PR #279, opened 2022-08-26
Fix more bugs with uninitialized string parameters

Noordfrees:
Another flavour of the same bug not caught by the previous fix


Alberth289346:
Looks ok

PR #280, opened 2022-08-27
New Ride: Spiral Slide

Noordfrees:
image

No working animation yet, however a spritesheet that does *not* require being sliced into individual voxel stacks.


Alberth289346:
New rides are always useful :)

PR #282, opened 2022-08-28
New Shop: ATM

Noordfrees:
image


Alberth289346:
Nice, now remove the exit, and cash will be pouring in :)
Everything is ok.

Noordfrees:
Not a viable strategy sadly – when a guest decides they want to go home, they stop visiting rides no matter how much money they have left :) 

---

I would design more rides the next days, but I found an annoying problem when designing anything bigger than 2×2: https://freerct.net/forum/post/26
If you happen to have a suggestion how to address this it would be much appreciated :)

Alberth289346:
Oh the famous issue 119 :)

Precedence will fail. Issue 119 is clipping problems in OpenTTD: https://github.com/OpenTTD/OpenTTD/issues/119 where forever new cases appeared while trying to figure out a precedence. Eventually it ended in "wontfix".

It's even possible to construct a non-solvable situation with 3 bars all partly behind another in a cyclic way, so there is no "first" graphics you can draw. I think it's in the issue but it would need checking each image in there. 

Even though your situation is slight different, you have more control about what is being drawn (rather than having to deal with "everything that might happen when vehicles move". However even then I don't think it is the right path. Too much hassle.

I think you should take a look at what Zephyris has done here.
While adding his graphics, I never had to check the position of the tile origin. Each and every image has the exact same XY tile origin position relative to a corner of the image.

If you compare your ship graphics with the carousel graphics by Zephyris, he doesn't do vertical clipping of a tile. it seems to me he is masking all tiles behind away after moving to the correct viewing position for a tile. I never quite understood why he odes that, maybe when tiles in front are below the bottom border or so. It could also be simpler to perform in a render pipeline, no idea.

As far as I know he uses (or used) Blender, so chances are we have the render pipeline as well. He made complete basesets for OpenTTD, so definitely he is not doing that all by hand. As blender is programmable by Python, my guess is he uses that to automatically render each tile.  You basically need to (EDIT: move the viewpoint to the right position to get the desired tile in the center of the result image, and) restrict the model to the area within some cube, which feels feasible to me.

If that fails, another path is to generate output for some render backend like povray. (I only know that one, but there are more, never looked at any of them in more detail so cannot recommend.) Maybe there is more room in such an environment.

Anyway, I think the road is to make a standard setup in blender for positioning and sizing things, and then automate in some way rendering all the tiles by masking some areas away (which expect the standard setup in order to do their work).

PR #283, opened 2022-08-28
Formatting Enhancements

Noordfrees:
Several commits to make formatting functions nicer:
- Localizable date format and guest name.
- Simplified money format function.
- Wrap `s(n)printf` calls in a single `Format()` function, and use `DrawText` instead where applicable.
- Use `error()` instead of `fprintf`+`exit` for error conditions.

### DIFF
--- a/src/language.cpp
+++ b/src/language.cpp
@@ -447,12 +447,10 @@ static void MoneyStrFmt(char *dest, size_t size, double amt)
  * @param temp Temperature in 1/10 degrees Celcius to convert.
  * @return Formatted text.
  */
-static std::string TemperatureStrFormat(int temp)
+static inline std::string TemperatureStrFormat(int temp)
 {
-	temp = ((temp < 0) ? temp - 5 : temp + 5) / 10; // Round to degrees Celcius.
-	static char buffer[64];
-	snprintf(buffer, lengthof(buffer), "%d \u2103", temp);  // " " + degrees Celcius, U+2103
-	return buffer;
+	temp = ((temp < 0) ? temp - 5 : temp + 5) / 10;  // Round to degrees Celsius.
+	return Format("%d \u2103", temp);
 }
 
 /**
--- a/src/language.cpp
+++ b/src/language.cpp
@@ -385,28 +385,39 @@ void LanguageBundle::InitMetaInfo(int index)
  */
 static std::string MoneyStrFmt(int64 money)
 {
-	std::string result;
+	std::string result = _language.GetSgText(GUI_MONEY_CURRENCY_SYMBOL);
 	if (money < 0) {
-		result += "\u2212";  // U+2212 Unicode Minus sign.
+		result += u8"\u2212";  // U+2212 Unicode Minus sign.
 		money *= -1;
 	}
 
 	const std::string tho_sep  = _language.GetSgText(GUI_MONEY_THOUSANDS_SEPARATOR);
 
-	std::string before_thousands = std::to_string(money / 100);
-	int nr_digits = before_thousands.size();
+	const int cents = money % 100;
+	money /= 100;
 
-	result += _language.GetSgText(GUI_MONEY_CURRENCY_SYMBOL);
+	/* Split string into groups of thousands. */
+	int tgroups = 0;
+	int64 temp_money = money;
+	for (; temp_money >= 1000; ++tgroups, temp_money /= 1000);
+	result += std::to_string(temp_money);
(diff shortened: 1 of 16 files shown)


LordAro:
`Format` feels like it might have issues due to returning a(n implicitly constructed) temporary and so forth. Have you checked it?

Noordfrees:
Yes, it's safe. The `char buffer[]` is implicitly converted to `std::string` in the return statement, which makes a deep copy of the buffer's contents. The return value is then implicitly moved, remaining valid. (It also remains valid when the string is copied, which always performs a deep copy.)

`std::string` is very safe and convenient in this regard, not at all like C-style `char*` where memory scope and memory ownership need to be checked all the time.

src/language.cpp
```diff
@@ -369,93 +368,58 @@ void LanguageBundle::InitMetaInfo(int index)
...
+ * @return Formatted money string.
  */
-static void MoneyStrFmt(char *dest, size_t size, double amt)
+static std::string MoneyStrFmt(int64 money)
 {
-	const std::string curr_sym = _language.GetSgText(GUI_MONEY_CURRENCY_SYMBOL);
-	size_t curr_sym_len = curr_sym.size();
+	std::string result;
+	if (money < 0) {
+		result += "\u2212";  // U+2212 Unicode Minus sign.
```
Alberth289346: I'd say this needs an UTF-8 encoding setting somewhere. That is, different compilers or OSes may do different things here.

Afaik `std::string` does not promise UTF-8 in the standard.

src/language.cpp
```diff
@@ -369,93 +368,58 @@ void LanguageBundle::InitMetaInfo(int index)
...
-	uint curpos = 0;
-
-	/* Also has the added bonus of 'removing' the
-	 * automagically included '-' symbol by snprintf */
-	if (amt < 0) {
-		dest[j++] = '-';
-		curpos++;
+	for (int d = 0; d < nr_digits; ++d) {
+		result += before_thousands.at(d);
+		if (d > 0 && d + 1 < nr_digits && (nr_digits - d) % 3 == 1) result += tho_sep;
```
Alberth289346: If you don't want the `before_thousands` temporary, you could divide by 100 (and keeping it around), then recursively divide by 1000 until you reach the end. Then add currency symbol, optional minus sign, and unfold the recursion, appending the intermediate triplets to the string with a thousands separator between them.

Then finally add a decimal dot, and the remainder of the 100 division.

Not sure if you can do this easily, but printf formatter command `%03d` automatically prefixes zeroes upto the specifed length.

That said, this seem ok too.

src/language.cpp
```diff
@@ -369,93 +368,58 @@ void LanguageBundle::InitMetaInfo(int index)
...
-
-	for (uint i = curpos; i < len && j + max_append_size < size; i++) {
-		if (len - i > 3 && (int)(i - comma_start) % 3 == 0) {
-			strncpy(dest + j, tho_sep.c_str(), tho_sep_len + 1);
-			j += tho_sep_len;
-			dest[j++] = buf[i];
+	money %= 100;
+	result += _language.GetSgText(GUI_MONEY_DECIMAL_SEPARATOR);
+	result += '0' + (money / 10);
+	result += '0' + (money % 10);
```
Alberth289346: Perhaps only when there is a non-zero remainder?

It does make alignment a bit more tricky though in columns, although you have that problem anyway if the font has digits with different widths.

src/language.cpp
Noordfrees: C++ does promise to use `char` internally, and that `char` can hold any UTF8 character. What is not promised is that string literals are UTF8-encoded by default, so I prefixed this with `u8""` which guarantees correct UTF8 encoding.

Btw we already use `\u2103` for the temperature string and it has always worked fine. (Well rendering it never worked, but that's a problem with SDL_ttf which might finally go away when we move to OpenGL and Freetype… (edit: and does not affect `\u2212`))

src/language.cpp
Noordfrees: Having numbers constantly switch around between zero, one, or two digits after the comma/period would look inconsistent and weird to me, especially since nobody uses values like "€ 4.1" in practice – it's always either "€ 4" or "€ 4.10". I'd prefer for the number of digits to remain fixed at showing the two-digit cents value.

Alberth289346: Oh sorry, I was intending to say "when money is non-zero", I agree that "4.1" for 4.10 would be weird.

PR #284, opened 2022-08-29
Ride/Scenery Internal Type Names

Noordfrees:
As more rides are added, using type indices for saveloading becomes fragile. Assign every type of ride, entrance, and scenery a unique (unlocalizable) name set by the RCD file for saveloading.


src/sprite_store.cpp
```diff
@@ -1533,7 +1533,9 @@ const char *SpriteManager::Load(const char *filename)
 			if (!shop_type->Load(&rcd_file, sprites, texts)) {
 				return "Shop type failed to load.";
 			}
-			_rides_manager.AddRideType(std::move(shop_type));
+			if (!_rides_manager.AddRideType(std::move(shop_type))) {
+				return "Shop type could not be added.";
```
Alberth289346, line 1537: I can imagine you eventually want the internal name here to limit your search.
Arguably, returning an error message is not the optimal way to report such things :)

PR #286, opened 2022-08-30
New Ride: Top Spin

Noordfrees:
image

(Continued from #282:) I had a look at the carousel blend file and it is already using the same voxel-wise splitting technique I am using for ship swing, spooky manor, and now top spin. Some technical details differ (Zephyris uses cleverly placed planes, I use a boolean intersect modifier) but other than that it's the same. The really big problem is writing up the RCD files so that every individual render is blitted in the correct voxel, for every rotation (those are especially evil), for every frame.
However after a lot of trial and error (because that's what it always is) I found a configuration that mostly works for me (unlike the ship swing's, which results in nicer rcdgen code but is a pain to model as well as to get working) and enhanced the spritesheet generator to automatically emit the rcdgen animation definitions which can then be copy-pasted into the TXT files. The diff looks accordingly frightening – but if such code is acceptable then I suppose I could live with this workflow.

The next two steps that will be needed in this case are:
- A preprocessor for the rcdgen input files that allows splitting this stuff across multiple files. As the files grow, they become harder and harder to edit.
- Generating the RCD file now takes several minutes instead of several seconds. I want to investigate which step it is that takes so long (reading the images or writing them?), and how to speed it up.


utils/GenerateSpritesheet.java
```diff
@@ -96,7 +190,52 @@ public static void main(String[] args) throws Exception {
...
+					"width_x:" + sprites_x + ";" +
+					"width_y:" + sprites_y + ";" +
+					"tile_width:64;" +
+					"(se_{vert(0.." + (sprites_x - 1) + ")}_{hor(0.." + (sprites_y - 1) + ")}):sheet{" +
+						"x_base:" + f + "*" + sprites_x + "*" + sprite_w + ";y_base:0*" + sprites_y + "*" + sprite_h + "+" + sprite_h + "*2;" +
+						"x_step:" + sprite_w + ";y_step:-" + sprite_h + ";" +
+						"file:\"" + out_path + "\";" +
+						"recolour:\"" + mask_path + "\";" +
+						"x_offset:-32;y_offset:32-" + sprite_h + ";width:" + sprite_w + ";height:" + sprite_h + ";" +
+					"}" +
```
Alberth289346: I am not sure why you stick so much onto a single line. Whitespace isn't expensive.

Insert a newline character after every line that you have here, and add normal white space. It makes a world of difference in readability with very little extra effort.

It saves a lot of time if someone ever wants or needs to read this data.

Also a diff will be much more readable. In its current form you absolutely will not understand what you changed between versions. With lines that roughly fit without wrapping your chances are much better.

If that breaks copy/pasting, write it to a file instead of dumping it on the screen? Might be useful too if you can split the source file into pieces.

Alberth289346:
Pasted image seems to have some darker lines running along the base, that may need some checking?

Alberth289346:
Last but not least, I may be away a few days near the end of the week,

Noordfrees:
The dark lines are an artefact of the splitting. It is nearly impossible to perform that with pixel-perfect precision; either the resulting images are a bit too small and there is empty (dark) space between them, or they are too big and some parts of the image are cut out. Another reason why single-images would be better. Since this ride has more than nine thousand individual frames, re-rendering which would take around six or seven hours, and we need *more* rides more importantly than *perfect* rides, I don't want to fix this now; though I'll be try to be more careful with the next ride.

I changed the generator to now save nicely formatted code to a file. When I implement the preprocessing I'll also reformat the Top Spin's animation definitions properly, but for now I'd like to leave those as they are since this long catch-all file is hard to work with reasonably.

Edit: Here's an example for the new autogenerated code. It's 1697 lines just for the working animation. Starting and stopping would be longer.
[rcdcode.txt](https://github.com/FreeRCT/FreeRCT/files/9455437/rcdcode.txt)

Alberth289346:
> Here's an example for the new autogenerated code.

Thanks, I like it.

> The dark lines are an artefact of the splitting. It is nearly impossible to perform that with pixel-perfect precision

So perhaps splitting before rendering is wrong? Would rendering the entire thing and then split into pieces by copying "some" of the pixels onto the image of each tile work?  It should be possible to do that without artefacts by copying either the full pixel or make it fully transparent.
In that way the same pixel in the ride at different tile images is always the same.

> we need more rides 

I agree, so let's leave this ride as is. It can be re-computed once the kinks in the render pipeline are resolved.

For an include mechanism, there is cpp (C pre-processor) with its `#include`. Not ideal probably but readily available.

Another path that _may_ exist is partial "compilation". Rather than doing everything in one rcdgen process, process eg each ride separately, and then either allow a bunch of rcd files to be loaded or merge the results into one big rcd file.
I don't remember what I did there. I did once consider the idea that as a player you could have files from different sources, so someone could make a single ride, but no idea if that works at all.

Alberth289346:
Splitting into tile images after rendering the full ride would need mask images I guess?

WHAT IS EXPECTED: Throughout the material above, find each line with "snprintf" and return it.

SOLUTION TO THIS EXERCISE:
-	snprintf(buffer, lengthof(buffer), "%d \u2103", temp);  // " " + degrees Celcius, U+2103
-	 * automagically included '-' symbol by snprintf */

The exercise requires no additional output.